Initial market sizing undertaken by Orthocell suggests that Ortho-ATITM could be applicable to >480,000 rotator cuff patients per year in the US alone, which equates to a market opportunity of approximately US$4-5 billion 1. Ongoing work by Orthocell aims to also assess the savings to the health system that may be delivered by OrthoATITM when accounting for more effective pain relief and return of function, return to work and avoidance of surgical costs. Ortho-ATITM can be used in both pre-surgical and post-surgical applications, not only in treating rotator cuff injuries, but many other tendon injuries and is at the forefront of a significant and increasing market opportunity. The Orthocell team was responsible for the initial development of a similar cell therapy product for the regeneration of cartilage which is now being commercialised by US company Vericel, which currently generates more than $120 million in sales and is only used to treat one target joint in the body.

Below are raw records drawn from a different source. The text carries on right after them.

PR #1412, opened 2020-05-06
Media player state hook

awaismbajwa:
REDMINE-17588

### DIFF
--- a/entry_types/scrolled/package/spec/frontend/MediaPlayer-spec.js
+++ b/entry_types/scrolled/package/spec/frontend/MediaPlayer-spec.js
@@ -2,7 +2,9 @@ import React from 'react';
 import '@testing-library/jest-dom/extend-expect'
 import 'support/mediaElementStub';
 import 'support/fakeBrowserFeatures';
+import {getInitialPlayerState, getPlayerActions} from 'support/fakePlayerState';
 
+import MutedContext from 'frontend/MutedContext';
 import {render} from '@testing-library/react'
 import {media} from 'pageflow/frontend';
 import {MediaPlayer} from 'frontend/MediaPlayer';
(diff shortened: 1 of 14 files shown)


entry_types/scrolled/package/spec/frontend/MediaPlayer-spec.js
```diff
@@ -30,41 +32,103 @@ describe('MediaPlayer', () => {
...
+    let state = getInitialPlayerState();
+    let playerActions = getPlayerActions();
+    const {rerender} = render(<MediaPlayer type={'video'} sources={getVideoSources()} playerState={state} playerActions={playerActions} />);
+    
+    state = getInitialPlayerState();
+    state.shouldPlay = true;
+
+    let spyPlay = jest.spyOn(media.players['0'], 'play');
+    rerender(<MediaPlayer type={'video'} sources={getVideoSources()} playerState={state} playerActions={playerActions} />);
+    expect(spyPlay).toHaveBeenCalledTimes(1);
```
tf, line 80: It might have been simpler to to stub `media.getPlayer` and return a fake player with mock functions for things like `play`. These tests now depend on the fact that `media` stores its players in a `players` property, which is an implementation detail that might change when we implement the blessed pool.

This is not a blocker, though. We can merge like this and change it later.

entry_types/scrolled/package/spec/frontend/MediaPlayer-spec.js
```diff
@@ -30,41 +32,103 @@ describe('MediaPlayer', () => {
...
+    let spyPlay = jest.spyOn(media.players['0'], 'playOrPlayOnLoad');
+        
+    rerender(
+      <MutedContext.Provider value={{muted: true}}>
+        <MediaPlayer type={'video'} sources={getVideoSources()} state={'active'} autoplay={true} playerState={state} playerActions={playerActions} />
+      </MutedContext.Provider>
+    );
+    setTimeout(()=>{
+      expect(spyPlay).toHaveBeenCalled();
+    }, 500);
```
tf, line 131: To use `setTimeout` in a test, the test needs to be async. Like this Jest does not know which test the `expect` belongs to. You can change it to `not.toHaveBeenCalled` and still see the test pass (without an assertion).

The core problem here, though, is the fact that we wrap the `MediaPlayer` in another component during the second render. This causes the `MediaPlayer` from the first render to be unmounted. The new `MediaPlayer` component then requests its own `player`. So `playOrPlayOnLoad` never gets called on the original player we spy on.

entry_types/scrolled/package/spec/frontend/MediaPlayer-spec.js
```diff
@@ -30,41 +32,103 @@ describe('MediaPlayer', () => {
...
+  //   state = getInitialPlayerState();
+  //   state.fadeDuration = 100;
+  //   state.shouldPlay = true;
+  //   console.log(media.players['0'].playAndFadeIn);
+    
+  //   let spyPlayAndFadeIn = jest.spyOn(media.players['0'], 'playAndFadeIn');
+  //   rerender(<MediaPlayer type={'video'} sources={getVideoSources()} playerState={state} playerActions={playerActions} />);
+  //   expect(spyPlayAndFadeIn).toHaveBeenCalledTimes(1);
+  //   expect(spyPlayAndFadeIn).toHaveBeenCalledWith(100);
+  // });
```
tf, line 98: This spec passes if we enable volume fading [here](https://github.com/codevise/pageflow/pull/1412/files#diff-1763f9021578071122c83cf4dbaef00fL30).

awaismbajwa: sorry where? it is navigating to the changes tab I did not get what you mean

tf: Sorry for the broken link. I mean here:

Vericel currently has a market capitalisation of approximately $1.2 billion. Orthocell is in a strong position to advance its US commercialisation strategy to deliver the first injectable cell therapy in orthopaedics for the treatment of chronic tendon injuries. 2 The results of this study demonstrate that OrthoATITM is more effective than steroid injections for treatment of rotator cuff tendinopathy with intrasubstance tendon tear.

The Company continues to progress its US plans with the evaluation of technology transfer options, FDA engagement and commercial preparation activities to prepare OrthoATITM for a randomised controlled study under FDA supervision. The observational extension study has been led by Clinical Professor Allan Wang. Dr Jeff Hughes was an investigator in the full RC study.

The RC Study was a randomised, multicenter, open-label study designed to assess OrthoATITM, in comparison to steroids as an emerging treatment for patients with rotator cuff tendinopathy with intrasubstance tendon tear. A total of 30 participants verified by MRI with symptom duration >6 months, and who had previously received physiotherapy AND one or more corticosteroid injections were treated. Participants were randomised to receive an ultrasound guided injection of tendon derived cells that had been cultured from a sample drawn from each patient or an ultrasound guided injection into the subacromial space of Celestone Chronodose.